The Corporate Performance Transformation Payoff

Like most CFOs, I’m results-oriented, and being transformative involves being alert to all the direct and indirect results that indicate you and your team are on the right path.

In my earlier marketing example, we knew we were on track when we saw finance helping its colleagues in marketing make better decisions to reduce customer acquisition costs (CAC). That meant the company could do more with the same amount of money, and made sure it spent its marketing dollars in the right place – from pay-per-click advertising to public relations.

Integrated planning doesn’t mean finance taking over the marketing function, but recognizing that all of us should share the same goal of driving organizational success.

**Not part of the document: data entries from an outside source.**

PR #7254, opened 2024-05-03
Remove PsiFile.absolutePath

3flex:
This is now fully handled by the IntelliJ components in the embeddable compiler.

### DIFF
--- a/detekt-psi-utils/src/main/kotlin/io/github/detekt/psi/KtFiles.kt
+++ b/detekt-psi-utils/src/main/kotlin/io/github/detekt/psi/KtFiles.kt
@@ -4,6 +4,7 @@ import org.jetbrains.kotlin.com.intellij.openapi.util.TextRange
 import org.jetbrains.kotlin.com.intellij.psi.PsiFile
 import org.jetbrains.kotlin.diagnostics.DiagnosticUtils
 import org.jetbrains.kotlin.diagnostics.PsiDiagnosticUtils
+import org.jetbrains.kotlin.psi.KtFile
 import java.nio.file.Path
 import kotlin.io.path.Path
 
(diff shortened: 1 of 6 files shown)


detekt-psi-utils/src/main/kotlin/io/github/detekt/psi/KtFiles.kt
```diff
@@ -26,6 +27,9 @@ fun PsiFile.fileNameWithoutSuffix(multiplatformTargetSuffixes: List<String> = em
 
 fun PsiFile.absolutePath(): Path = Path(virtualFile.path)
```
BraisGabin, line 28: We could even remove this one, right? I guess that there should be really few usages of this one. And, even if they are, it should be safe to cast them to `KtFile`. To keep the api as small as possible. This way we don't even need the comment :P

3flex: My idea for keeping it is that 3rd party rule authors will have an easier time finding the right function to call - requiring a cast makes them less discoverable, particularly when using something like KtElement/PsiElement.containingFile which returns PsiFile.

One improvement would be to change this line to 
```kotlin
fun PsiFile.absolutePath(): Path = (this as KtFile).absolutePath()
```

So that way it always queries the cached path. That would provide some additional value.

BraisGabin (approved):

detekt-psi-utils/src/main/kotlin/io/github/detekt/psi/KtFiles.kt
BraisGabin: I agree with make it easier to find. Then maybe we can always cast it and just remove the new extension function. This is not really important, anyway.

Uncovering the value of financial & non-financial data

Going from integrated planning to performance transformation is about finding the story in the numbers through analysis. Telling that story includes the descriptive – where you’ve been as a company – and the diagnostic — where you are and why. Making that story transformative happens when you start to get predictive – where you’re going, the levers that control company direction, and how to adjust those levers to get the company to where it needs to be.

Performance transformation can drive a major culture shift in an organization. With strong collaboration and a powerful combination of financial and non-financial data, finance can lead performance transformation by informing and driving results that could be an order of magnitude greater than keeping to a straight line or within a repeating pattern.

Put another way, you can continue to report sales and marketing spend relative to budget. You can aim to cut sales and marketing spend. Or…you could double your sales.

What gets me excited is maximizing my contribution through data and analysis. I don’t want to be the guy cutting down trees and printing financial statements that go straight into well-ordered black binders. I want my numbers to live out loud, to tell an impactful story, one that motivates and drives performance transformation across my organization.

As the CFO, I firmly believe I’m in the best position to do this. And I’m thrilled to see more and more of my peers striving to do the same.